FOTOS/ PABLO HENRIQUES

Tudo começou no Oriente Médio e tudo vai acabar no Oriente Médio" - funcionando  como uma epígrafe autoral de Clovis Levi para sua mais recente incursão dramatúrgica a que ele titulou, com referencial bíblico e contexto político, de O Anjo do Apocalipse e viabilizada cenicamente sob o comando diretorial de Marcus Alvisi. 

Na conexa unicidade dos quatro cavaleiros do Apocalipse no papel solo de um Anjo anunciador, transmutado  em irreverente e provocador personagem símbolo da secular guerra ideológica, com substrato religioso, entre cristãos, judeus e  muçulmanos.

Particularizada, com o olhar armado na contemporaneidade, num conflito sanguinário, sustentado por irreprimível onda de violência, no entremeio de invasões e atentados, nas imediações territoriais de Israel e da Palestina. 

Através do relato testemunhal do Anjo (Marcello Escorel) sob compasso de atemporalidade, em torno dos encontros vivenciais e amorosos de um casal – o judeu Eliakim (Daniel Dalcin) e a palestina Zahra (Juliane Araújo) - redivivo de imemoriais épocas e ancestralidades bíblicas até o século XXI.

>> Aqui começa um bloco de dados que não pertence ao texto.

PR #211, opened 2021-03-24
[CLI-46] prevent unloading remarks from being submitted multiple times without a response

ericohwotu:


app/controllers/actions/MessageTransformer.scala
```diff
@@ -0,0 +1,88 @@
...
+import scala.concurrent.ExecutionContext
+import scala.concurrent.Future
+import scala.xml.NodeSeq
+
+class MessageTransformer @Inject()(implicit val executionContext: ExecutionContext) extends MessageTransformerInterface with Logging {
+
+  override def refine[A](request: ArrivalRequest[A]): Future[Either[Result, MessageTransformRequest[A]]] =
+    request.body match {
+      case x: NodeSeq =>
+        x.headOption.flatMap(node => messageResponse(request.channel)(node.label)) match {
```
MatthewAlexanderBeck, line 46: Might be worth double checking that the head node will always be the identifier. Not sure if api adds any wrappers etc.

app/models/ArrivalStatus.scala
```diff
@@ -57,6 +56,7 @@ object ArrivalStatus extends Enumerable.Implicits with MongoDateTimeFormats {
     }
   }
 
+  /*TODO: investigate this as part of a separate ticket*/
```
MatthewAlexanderBeck, line 59: Can we remove this when the ticket is created as this is live code

test/controllers/actions/MessageTransformerSpec.scala
```diff
@@ -33,63 +30,84 @@ import models.UnloadingRemarksRejectedResponse
...
 
           val request =
-            ArrivalRequest(FakeRequest("", "").withHeaders("X-Message-Type" -> MessageType.ArrivalRejection.code), arrivalMovement, channel)
+            ArrivalRequest(
+              FakeRequest("", "")
+                .withHeaders(
+                  "X-Message-Type" -> MessageType.ArrivalRejection.code,
+                  "Content-Type"   -> "application/xml"
+                )
+                .withBody[NodeSeq](<CC008A> </CC008A>),
```
MatthewAlexanderBeck, line 85: Is it worth adding a Gen here for the rootnodes to test them all (we have them available in the MessageType model)

app/models/ArrivalStatus.scala
ericohwotu: Removing

test/controllers/actions/MessageTransformerSpec.scala
ericohwotu: This also depends on the status of the arrival so might be a complex generator. will test all of them manually

MatthewAlexanderBeck (approved):

crystalmark (approved):

PR #214, opened 2021-03-31
CTCTRADERS-2084: Seed multiple arrivals

MatthewAlexanderBeck:


app/testOnly/services/TestDataXMLGenerator.scala
```diff
@@ -0,0 +1,97 @@
...
+
+    val xml = TestDataXMLGenerator.arrivalNotification(mrn.format, eori.format)
+
+    val movementMessage = MovementMessageWithStatus(dateTime, ArrivalNotification, xml, MessageStatus.SubmissionPending, 1)
+
+    Arrival(arrivalId,
+            ChannelType.web,
+            MovementReferenceNumber(mrn.format),
+            eori.format,
+            Initialized,
```
ericohwotu, line 51: When the data is inserted will there be a way to transition out of Initialised? Do we plan on using the test-support service with these users?

amaalali: > When the data is inserted will there be a way to transition out of Initialised?

That's a great spot Eric! No there is nothing that will interact with these to transition the state from Initialized after this data is seeded. I'll update this to be ArrivalSubmitted

> Do we plan on using the test-support service with these users?

No plans currently but we can use it on an ad-hoc basis going forward, which means that the status needs to be ArrivalSubmitted as you pointed out above

I'll get this fixed and updated asap

app/testOnly/services/TestDataGenerator.scala
```diff
@@ -0,0 +1,99 @@
...
+
+private[services] class TestDataGenerator @Inject()(clock: Clock) {
+
+  def arrivalMovement(eori: SeedEori, mrn: SeedMrn, arrivalId: ArrivalId): Arrival = {
+
+    val dateTime = LocalDateTime.now(clock)
+
+    val xml = TestDataXMLGenerator.arrivalNotification(mrn.format, eori.format)
+
+    val movementMessage = MovementMessageWithStatus(dateTime, ArrivalNotification, xml, MessageStatus.SubmissionPending, 1)
```
ericohwotu, line 45: Last thing i think status should be submitted

ericohwotu:
I think we also need an prod config change to disable the feature flag

ericohwotu (approved):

Por incisivo dimensionamento psicofísico e inquisidor processo dramático de revelações casuísticas do processo que os leva a uma pulsão emotivo/erótica, no ir e vir do apaixonar-se estando sempre em lados oponentes.

Onde o minimalismo dos recursos cênicos (José Dias) é preenchido pela envolvência dos efeitos luminares (Aurélio de Simoni) e nas marcações incidentais da trilha sonora (Alvisi e Joel Tavares). Presencial na corporeidade dos três atores em indumentárias básicas (Maria Duarte) que possibilitam sutis caracterizações de seus personagens no universo árabe/judeu.

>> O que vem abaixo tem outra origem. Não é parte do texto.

PR #218, opened 2021-04-30
CTDA-1308 Filter arrival messages by last updated timestamp

DavidGregory084:
This adds an optional `updatedSince` query parameter to the `getAllArrivals` endpoint. This will allow API users to cut down the amount of data they need to fetch at one time.

I have also included the changes required to use the new artifact store due to the Bintray decommissioning.

### DIFF
--- a/app/models/ArrivalUpdate.scala
+++ b/app/models/ArrivalUpdate.scala
@@ -68,7 +68,7 @@ object MessageStatusUpdate extends MongoDateTimeFormats {
           "$set" ->
             Json.obj(
               s"messages.${value.messageId.index}.status" -> value.messageStatus,
-              "lastUpdated"                               -> LocalDateTime.now(clock).withSecond(0).withNano(0)
+              "lastUpdated"                               -> LocalDateTime.now(clock)
             )
       )
     )
@@ -83,7 +83,7 @@ object ArrivalStatusUpdate extends MongoDateTimeFormats {
       Json.obj(
         "$set" -> Json.obj(
           "status"      -> value.arrivalStatus,
-          "lastUpdated" -> LocalDateTime.now(clock).withSecond(0).withNano(0)
+          "lastUpdated" -> LocalDateTime.now(clock)
         )
     )
 }
@@ -105,7 +105,7 @@ object ArrivalPutUpdate extends MongoDateTimeFormats {
       Json.obj(
         "$set" -> Json.obj(
           "movementReferenceNumber" -> a.movementReferenceNumber,
-          "lastUpdated"             -> LocalDateTime.now(clock).withSecond(0).withNano(0)
+          "lastUpdated"             -> LocalDateTime.now(clock)
         )
       ) deepMerge ArrivalModifier.toJson(a.arrivalUpdate)
 
--- a/app/models/ArrivalUpdate.scala
+++ b/app/models/ArrivalUpdate.scala
@@ -16,6 +16,7 @@
 
 package models
 
+import java.time.Clock
 import java.time.LocalDateTime
 
 import cats._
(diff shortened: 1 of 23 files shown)


app/models/ArrivalUpdate.scala
```diff
@@ -59,14 +60,15 @@ object ArrivalUpdate {
...
+
+  implicit def arrivalStateUpdate(implicit clock: Clock, writes: Writes[MessageStatus]): ArrivalModifier[MessageStatusUpdate] =
     ArrivalModifier(
       value =>
         Json.obj(
           "$set" ->
             Json.obj(
               s"messages.${value.messageId.index}.status" -> value.messageStatus,
-              "lastUpdated"                               -> LocalDateTime.now.withSecond(0).withNano(0)
+              "lastUpdated"                               -> LocalDateTime.now(clock).withSecond(0).withNano(0)
```
DavidGregory084, line 71: This use of `LocalDateTime.now` was causing nondeterministic failures in the test suite.

I'm not wild about plumbing a `Clock` through everything implicitly but there's little other choice

build.sbt
```diff
@@ -1,75 +1,97 @@
...
 val appName = "transit-movements-trader-at-destination"
 
 lazy val microservice = Project(appName, file("."))
   .enablePlugins(play.sbt.PlayScala, SbtAutoBuildPlugin, SbtGitVersioning, SbtDistributablesPlugin, SbtArtifactory)
-  .disablePlugins(JUnitXmlReportPlugin)
+  .disablePlugins(JUnitXmlReportPlugin) //Required to prevent https://github.com/scalatest/scalatest/issues/1427
   .configs(IntegrationTest)
-  .settings(inConfig(IntegrationTest)(itSettings): _*)
-  .settings(inConfig(IntegrationTest)(scalafmtSettings): _*)
+  .settings(DefaultBuildSettings.integrationTestSettings())
```
DavidGregory084, line 11: Most of the changes here relate to using default settings from the sbt-settings plugin rather than rolling our own

it/api/OutboundMessagesApiSpec.scala
```diff
@@ -79,30 +96,122 @@ class OutboundMessagesApiSpec extends AnyFreeSpec with GuiceOneServerPerSuite wi
         </HEAHEA>
       </CC044A>
 
-      repo.insert(arrival).futureValue
+      await(repo.insert(arrival))
```
DavidGregory084, line 99: `.futureValue` does not use the default await timeout from the `FutureAwaits` helper so these tests were flaky

project/plugins.sbt
```diff
@@ -1,21 +1,21 @@
-resolvers += Resolver.url("HMRC Sbt Plugin Releases", url("https://dl.bintray.com/hmrc/sbt-plugin-releases"))(
-  Resolver.ivyStylePatterns)
+resolvers += "HMRC-open-artefacts-maven" at "https://open.artefacts.tax.service.gov.uk/maven2"
 
-resolvers += "HMRC Releases" at "https://dl.bintray.com/hmrc/releases"
+resolvers += Resolver.url("HMRC-open-artefacts-ivy", url("https://open.artefacts.tax.service.gov.uk/ivy2"))(Resolver.ivyStylePatterns)
 
-resolvers += Resolver.typesafeRepo("releases")
+addSbtPlugin("uk.gov.hmrc" % "sbt-auto-build" % "2.15.0")
```
DavidGregory084, line 5: I've included the Bintray resolvers changes in here

test/models/ArrivalStatusSpec.scala
```diff
@@ -28,23 +28,23 @@ class ArrivalStatusSpec extends SpecBase with ScalaCheckDrivenPropertyChecks wit
     "Initialized must" - {
 
       "transition to ArrivalSubmitted when receiving a ArrivalSubmitted event" in {
-        Initialized.transition(MessageReceivedEvent.ArrivalSubmitted).right.value mustBe ArrivalSubmitted
+        Initialized.transition(MessageReceivedEvent.ArrivalSubmitted).value mustBe ArrivalSubmitted
```
DavidGregory084, line 31: `Either` is right-biased as of Scala 2.12+ so the right projection isn't needed

app/models/ArrivalUpdate.scala
amaalali: I think the withSecond and withNano can be removed now and an appropriate clock can be used in the tests

DavidGregory084:
test this please

amaalali (approved):

amaalali (commented):
Reflecting on the need to implicitly use clock for the lastUpdated field, this is only forced because we are adding that field at the JSON transformation stage.

One way to eliminate this implicit clock (which has become parasitic) is to move the time stamp to being a value on the `ArrivalUpdate`. This would mean the clock would only be needed where we create the update class. This would allow all us to eliminate the need for a clock in the repository. 

This is a bit of refactor so we can still decide on how to approach this.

Sabendo Marcello Escorel construir seu carismático personagem com sensorial gestualismo e rompante ironia, nas suas contestadoras dialetações bíblicas, enquanto seu desafio opinativo às ordenanças celestiais serve de lúdico e interativo contraponto palco/plateia.

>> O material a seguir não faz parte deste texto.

PR #222, opened 2021-05-18
Fix date filtering implementation and tests

DavidGregory084:
I think the date filtering selector was lost to a merge conflict. I have restored that now! 

Unfortunately the test for this was still passing due to the way that the capping was implemented - the last 2 results were returned in reverse updated order due to the capping config for api.maxRowsReturned being 2, which had the same effect as the date filter in the integration tests. I've updated the test to use the web channel.


RobertLaverick (approved):

DavidGregory084:
test this please

crystalmark (approved):

DavidGregory084:
test this please

PR #224, opened 2021-05-26
Use X-Client-Id header rather than auth Retrievals

DavidGregory084:
This makes this functionality a lot easier to test locally because we can simply pass this header rather than using auth Retrievals. In production this header is added by the API Platform.


DavidGregory084:
rebuild

RobertLaverick (approved):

Completada pela participação dos jovens atores Daniel Dalcin e Juliane Araújo, revelando sensível esforço para superar as eventuais fragilidades de um ofício em processo de maturação. Com unicidade performática e adequação física à exigente versatilidade dos seus respectivos papéis e mais convicta exploração dos contornos psicológicos na representação feminina.

Conduzindo a trama com empatia ao imprimir densidade rítmica às passagens de recortes oníricos, o direcionamento de Marcus Alvisi viabiliza uma performance sólida como investimento estético e consistente em sua intencionalidade crítica.

Tornando prevalente a cativante narrativa textual de Clovis Levi transubstanciada no sugestionar, em processo metafórico, a trajetória pânica da raça humana para uma era de irreversível irracionalidade. Onde o fratricídio, nos embates do fundamentalismo ideológico-religioso, transmuta o epílogo em instante de feroz amargor pela apocalíptica advertência do "anjo exterminador".

Sem deixar de referenciar, em subliminar metalinguagem, a extraterritorialidade desta culpa terminal. Na especular intolerância de um ideário de retrocesso e de obscurantismo, sob uma certa e insensata governabilidade...

                                           Wagner Corrêa de Araújo


O ANJO DO APOCALIPSE está em cartaz no Teatro Ipanema/RJ,sexta, sábado e segunda, às 20h.; domingo, às 19h. 90 minutos. Até 07 de outubro.